Oficiantes de brujo
Actualizado:Llamamos aprendices de brujo a quienes, en su inmadurez, ponen en marcha procesos cuyas consecuencias desconocen. Y llamamos oficiantes de brujo a aquéllos que, en su insensatez, ponen en marcha procesos cuyas consecuencias catastróficas conocen o pueden prever, pero no pueden controlar; y a pesar de ello, siguen actuando.
El encendido debate en torno a las eventuales excarcelaciones de sujetos condenados por gravísimos delitos está dando lugar a que algunos, con el beneplácito seguidista y acrítico de muchos, oficien de brujo.
Son aquellos que conocen que, en nuestro universo político-cultural, labrado a alto costo personal y social durante siglos y llevado a su actual configuración hace, al menos, dos centurias, el principio de irretroactividad forma parte del núcleo duro de principios del Derecho penal democrático. Saben que una norma penal posterior a los hechos, no puede influir sobre ellos. Y que, en consecuencia, sería inútil. Saben, igualmente, que sería ilegítimo proyectar sobre el pasado valoraciones distintas a aquéllas vigentes en el momento de comisión de los hechos.
Lo saben porque así se ha venido admitiendo pacíficamente desde el nacimiento del Estado moderno. Y así lo han venido consagrando las Constituciones y los códigos penales de los países de nuestro círculo de cultura desde que existen Constituciones y desde que existen leyes penales, en el sentido propio del término.
Claro que hay excepciones. La hitleriana ley Van der Lubbe tuvo efecto retroactivo para poder condenar al presunto incendiario del Reichstag. Y también tuvo efectos retroactivos la franquista Ley de Masonería y Comunismo. Pero ni el Código penal nacionalsocialista, ni el español de 1944 se atrevieron a negar el principio de irretroactividad de la ley penal.

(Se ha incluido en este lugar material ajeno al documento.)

PR #235, opened 2022-09-13
feat: add HorizontalPodAutoscaler policy

ctrought:
Add a policy that disallows the following scenarios when deploying `HorizontalPodAutoscalers

1. Deployment of HorizontalPodAutoscalers with `.spec.minReplicas` or `.spec.maxReplicas` outside the ranges defined in the constraint
2. Deployment of HorizontalPodAutoscalers where the difference between `.spec.minReplicas` and `.spec.maxReplicas` is less than the configured `minimumReplicaSpread`
3. Deployment of HorizontalPodAutoscalers that do not reference a valid `scaleTargetRef` (e.g. Deployment, StatefulSet)

I acknowledged that to enforce number 3 it requires the resources to be cached which could have a large impact on memory depending on how many there are in the cluster. This would be user decision whether they'd accept the impact on memory to have it enforced. All 3 violation types (replica range, replica spread, enforce scale target ref) are optional and configured in the constraint.

Signed-off-by: Craig Trought k8s@trought.ca


maxsmythe (approved):
LGTM, thank you for the PR!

Ahora, los oficiantes de brujo no sólo nos dicen -en contra de la opinión de todos los expertos, del Código Penal y de la Constitución- que la ley penal puede aplicarse retroactivamente, y que no hacerlo así constituye ignominiosa claudicación. Nos dicen también, curándose en salud, que si eso no es posible, lo procedente es «cambiar la ley» (palabras literales). Pero cambiar la ley penal, para aplicarla a hechos cometidos hace veinte años, es volver al modelo Van der Lubbe.
Que Dios nos pille confesados. Porque esto es lo que preconizan, para evitar la excarcelación de condenados por crímenes gravísimos, quienes, a lo largo de años no han formulado ni una sola denuncia de esos sujetos, por comportamientos que -según acusan a toro pasado- revelaban una inequívoca militancia en asociaciones ilegales o un enaltecimiento del terrorismo. Quienes no denunciaron esos delitos -si es que existieron- ahora piden cambiar la ley penal (que, por cierto, está cambiada desde 1995). E insultan al Fiscal General del Estado por respetar un principio legal vigente en todos los países democráticos. ¿Y el respeto hacia las instituciones, a la legalidad? ¿Que le parta un rayo!
Son oficiantes de brujo que abusando de la alquimia simplona del sentimentalismo están desmantelando el Estado de Derecho. Y siguen, insensatamente, actuando.
Sin observar, por ejemplo, que, en universos muy próximos, el integrismo de raíz religiosa se autopropone como alternativa beligerante frente a un Estado de Derecho -a la europea- al que los oficiantes de brujo han ido debilitando.
Ha costado superar, en la democrática Europa, el lastre tridentino que se refleja en la Constitución española de 1812 -que proclama, nada más y nada menos, que la religión católica, apostólica y romana es la única verdadera- o el Código Penal de 1822, que castiga el delito de apostasía. Por no hablar del Código Penal de 1944, inspirado, según afirma orgullosamente, en los «reparadores principios del Cristianismo».
Ha costado conquistar la laicidad que legitima la crítica al integrismo religioso. Y, algunos más que otros, lo olvidamos cuando seguimos avalando guerras santas de invasión. Claro que no las llamamos así, pero sí las fundamentamos apelando a la moral (religiosa). El presidente Bush se hace acompañar de lo más granado de la jerarquía anglicana a la hora de anunciar sus campañas de agresión. Y una parte significativa del episcopado español sale a la calle, bien acompañada, es cierto, para satanizar opciones sexuales o modelos educativos. En el nombre
Pocos meses más tarde, les asusta el integrismo. Son oficiantes de brujo. Desencadenan tempestades.
No hay problema, pues, como cantaba la voz rasgada de Cafrune, «es para otros la llovida».